But for all of the emotional outbursts, the fact is, nobody was harmed by the adoption of the California Marriage Amendment. False assumptions or expectations may have been dampened, to be sure, but aside from the possible political aspirations of certain judges, homosexuality advocates, and Gavin Newsom, who recently dropped out of the race for California Governor, no damage was done.

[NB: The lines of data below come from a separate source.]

PR #157, opened 2021-06-21
Pass Docker daemon connection params from inventory to connection plugin

### LINKED ISSUE #155: Inventory plugin should propagate docker_host variable
##### SUMMARY
I use inventory plugin with remote docker_host. However it is not propagated to the connection plugin and the latter uses default local connection.

##### ISSUE TYPE
- Bug Report

##### COMPONENT NAME
community.docker.docker_containers

##### ANSIBLE VERSION
```paste below
ansible 2.10.5
  config file = /home/default/dev-container/ansible.cfg
  configured module search path = ['/home/default/.ansible/plugins/modules', '/usr/share/ansible/plugins/modules']
  ansible python module location = /usr/lib/python3/dist-packages/ansible
  executable location = /usr/bin/ansible
  python version = 3.9.4 (default, Apr  4 2021, 19:38:44) [GCC 10.2.1 20210401]
```

##### CONFIGURATION
```paste below
DEFAULT_HOST_LIST(/home/default/dev-container/ansible.cfg) = ['/home/default/dev-container/inventory']
```

##### OS / ENVIRONMENT
Ubuntu 21.04

##### STEPS TO REPRODUCE
Inventory:
```yaml
plugin: community.docker.docker_containers
docker_host: tcp://my-host:2376
```

##### EXPECTED RESULTS
I can use those hosts in my playbook, they should connect to `my-host:2376` 

##### ACTUAL RESULTS
Playbook fails with:
```
TASK [Gathering Facts] **********************************************************************************************************************************************************************************************************************************
fatal: [dev-vm]: UNREACHABLE! => {"changed": false, "msg": "Could not find container \"dev-vm\" (404 Client Error for http+docker://localhost/v1.40/containers/dev-vm/exec: Not Found (\"No such container: dev-vm\"))", "unreachable": true}
```

However ansible-inventory successfully finds containers:

```
$ ansible-inventory --graph --vars
@all:
  |--@ungrouped:
  |  |--dev-vm
  |  |  |--{ansible_connection = community.docker.docker_api}
  |  |  |--{ansible_host = dev-vm}
  |  |  |--{docker_name = dev-vm}
  |  |  |--{docker_short_id = e1a86cd6a5599}
```

##### Workaround

To work around I added variable explicitly to inventory:
```yaml
plugin: community.docker.docker_containers
docker_host: tcp://my-host:2376
compose:
  ansible_docker_docker_host: "'tcp://my-host:2376'"
```
But this looks like a hack and unnecessary duplication.

felixfontein:
##### SUMMARY
Fixes #155.

##### ISSUE TYPE
- Feature Pull Request

##### COMPONENT NAME
docker_containers inventory plugin

### DIFF
--- a/plugins/inventory/docker_containers.py
+++ b/plugins/inventory/docker_containers.py
@@ -44,12 +44,22 @@ options:
               R(docker connection plugin,ansible_collections.community.docker.docker_connection),
               and C(docker-api) selects the
               R(docker_api connection plugin,ansible_collections.community.docker.docker_api_connection).
+            - When C(docker-api) is used, all Docker daemon configuration values are passed from the inventory plugin
+              to the connection plugin. This can be controlled with I(configure_docker_daemon).
         type: str
         default: docker-api
         choices:
             - ssh
             - docker-cli
             - docker-api
+
+    configure_docker_daemon:
+        description:
+            - Whether to pass all Docker daemon configuration from the inventory plugin to the connection plugin.
+            - Only used when I(connection_type=docker-api).
+        type: bool
+        default: true
+        version_added: 1.8.0
 
     verbose_output:
         description:
@@ -138,6 +148,7 @@ from ansible.plugins.inventory import BaseInventoryPlugin, Constructable
 
 from ansible_collections.community.docker.plugins.module_utils.common import (
     RequestException,
+    DOCKER_COMMON_ARGS_VARS,
 )
 from ansible_collections.community.docker.plugins.plugin_utils.common import (
     AnsibleDockerClient,
@@ -179,6 +190,13 @@ class InventoryModule(BaseInventoryPlugin, Constructable):
         if add_legacy_groups:
             self.inventory.add_group('running')
             self.inventory.add_group('stopped')
+
+        extra_facts = {}
+        if self.get_option('configure_docker_daemon'):
+            for option_name, var_name in DOCKER_COMMON_ARGS_VARS.items():
+                value = self.get_option(option_name)
+                if value is not None:
+                    extra_facts[var_name] = value
 
         for container in containers:
             id = container.get('Id')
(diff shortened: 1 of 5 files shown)


felixfontein:
According to @ytimenkov in https://github.com/ansible-collections/community.docker/issues/155#issuecomment-864976456, the PR solves #155.

plugins/inventory/docker_containers.py
```diff
@@ -44,13 +44,23 @@
...
             - ssh
             - docker-cli
             - docker-api
 
+    configure_docker_daemon:
+        description:
+            - Whether to pass all Docker daemon configuration from the inventory plugin to the connection plugin.
+            - Only used when I(connection_type=docker-api).
+        type: bool
+        default: true
```
briantist, line 61: I definitely agree the default should be `true` but it is a change in behavior isn't it? Would that consider it breaking?
Or is the current situation such that it couldn't ever be used effectively anyway (in which case there's no need to wait for major version)?

briantist (approved):
This looks pretty straightforward to me. Just one inline question.

plugins/inventory/docker_containers.py
felixfontein: I've thought a bit about it, and I'm still a bit torn; the original issue is a bug report, and I tend to also see the old behavior as a bug. I decided to also add this option to make it possible to revert to the old behavior, so in case someone really needs the old behavior they don't have to stick to an older collection version.

briantist: fwiw I agree with you; this is the logical/desired behavior, the previous behavior is a bug. It's always hard to tell when people have relied on buggy behavior. I'm not knowledgeable enough about this plugin to know how likely it is that the new default would have drastically (negative) different behavior; as an end user I would probably prefer something like this released sooner.

felixfontein:
@ytimenkov thanks for testing!
@briantist thanks for reviewing!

Well, that's not quite true. In the aftermath, some of the sore losers attacked marriage defenders by pressuring their employers, boycotting their businesses, publicly ridiculing their religious and personal convictions, protesting outside and inside churches, and even getting violent. Some marriage neutering proponents have taken a better approach, and I welcome reasonable discussions with them about the nature of marriage, and the roles of various government entities.
[More after the jump.]
Homosexual individuals and couples have not been, as some of the anti-Amendment media implied was possible, rounded up and sent to internment camps. They have not been told to drink out of different drinking fountains or move to the back of the bus. They have not had missionaries breaking into their homes and destroying their property.
Life has gone on. If two people of the same-sex have sought to have their relationship registered with the state as a domestic partnership, they have been treated, by state law, as though they are spouses. They've been able to have their ceremonies and their lives together and live as they please. Sure, two women can't get a marriage license together in California, because there isn't a groom and thus it isn't marriage. How is that any more of an injustice than someone else not being able to get any other state-issued license because the requirement is not met?
So what is it exactly that people will be protesting?
That we, the people of California, took back what a court improperly took away from us. Remember, when you see the protests and the opinion pieces, and all of the fuss, that these are people who want to deny you your vote. These are people who tried to use a court to force you to do something you didn’t want to do, against your religion, against nature, against history, against your intuition, and when you said "no", a lot of them acted like spoiled brats. Spoiled brats are pitiable, but when they get power, they are dangerous. We were better off not giving them the power over marriage. Contrary to their assertions of being subjected to the tyranny of the majority, what we did was protect ourselves from tyranny by a minority.
Californians did the right thing, despite having the deck stacked against them by the ballot language and by "representatives" who chose to ignore the majority. That is cause for celebration.